The other thing we are working on, partly in service of all of this, is real-time CLI logs the agent can follow, grep, tail, head. Basically consume the way a human consumes a long log file. Open one log at a time. Scan. Decide whether you need more. 

It's the same shape Anthropic uses in Claude Code. A small model decides whether the doc is needed at all, then which section, then the full file if it has to. Progressive disclosure. I think that's exactly how agent-facing logs should work. The agent doesn't want everything. It wants the next useful thing, and the ability to ask for more if that's not enough.

The reason this matters for errors: the error is the entry point into that log. If the error is good, the agent might not need the log at all. If the error is bad, the log is where the agent has to go to recover. Right now, for most infra products, that path doesn't really exist.

Why "activation" is the right word

I want to come back to why I think activation is the right frame, and not, say, developer experience, agent experience, or error UX.

When a user (or an agent) hits a confused error, the default assumption isn't "I made a mistake." It's "this product is broken."

Or, almost as bad: "this is too hard to figure out, not for me." Either way, you've lost the activation. You don't get a second chance to teach them. They leave, and honestly they're right to leave, because from where they're sitting you didn't give them any reason to stay.

A good error does the opposite. The product told them, in one line, what they got wrong and how to fix it. That sounds small, but it changes what the user assumes about the system.
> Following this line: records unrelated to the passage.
PR #1739, opened 2021-02-04
refactor react-query core react integration to observer hooks

nksaraf:
Refactor the integration between the core and react-query to use `useQueryObserver` instead of `useBaseQuery` and add `useMutationObserver` and `useQueriesObserver` hooks. These hooks allow the consumer to pass a custom QueryObserver/MutationObserver/etc to customize these hooks where you want to synchronize the data from another external source outside of the react lifecycle.

The purpose was to allow overriden QueryObserver classes to be passed as the

### DIFF
--- a/src/core/queriesObserver.ts
+++ b/src/core/queriesObserver.ts
@@ -5,17 +5,26 @@ import type { QueryClient } from './queryClient'
 import { QueryObserver } from './queryObserver'
 import { Subscribable } from './subscribable'
 
-type QueriesObserverListener = (result: QueryObserverResult[]) => void
+type QueriesObserverListener<TData, TError> = (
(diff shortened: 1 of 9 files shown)


boschni:
Think observers are not the right level for this as they are tightly coupled with the hooks and they are meant for watching a query. The QueryCache or Query would probably be better suited for this. You could even do something like this right now:
```js
const queryCache = new QueryCache()

// Listen for query changes
queryCache.subscribe(() => {
  // Iterate all queries and check if the data in Apollo is different from the data in RQ
  queryCache.getAll().forEach(query => {
    // If the data is different, copy the data from Apollo to RQ
    if (condition) {
      query.setData(newData)
    }
  })
})
```

tannerlinsley:
Marking as stale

What I think we're really doing

The biggest unlock for anything agentic is the feedback loop (we already do a version of this with Agent Traces). Close it, and the agent figures everything out on its own. Leave it open, and nothing on the prompt side rescues you.

Errors are the densest part of that loop. They're the moment the system tells the agent something it didn't already know. There's a version of the future where this gets its own channel. An agent mailbox, parallel to the API response, where we can push context and warnings that a human user doesn't need but an agent does.

We're not there yet. But it points at the same thing the rest of this points at. The failure path of your product is a teaching surface. And right now it's the only surface the agent actually has to read.

Try this in your own product: take the 10 most common API errors, rewrite each one as a recovery instruction, and measure whether retries improve.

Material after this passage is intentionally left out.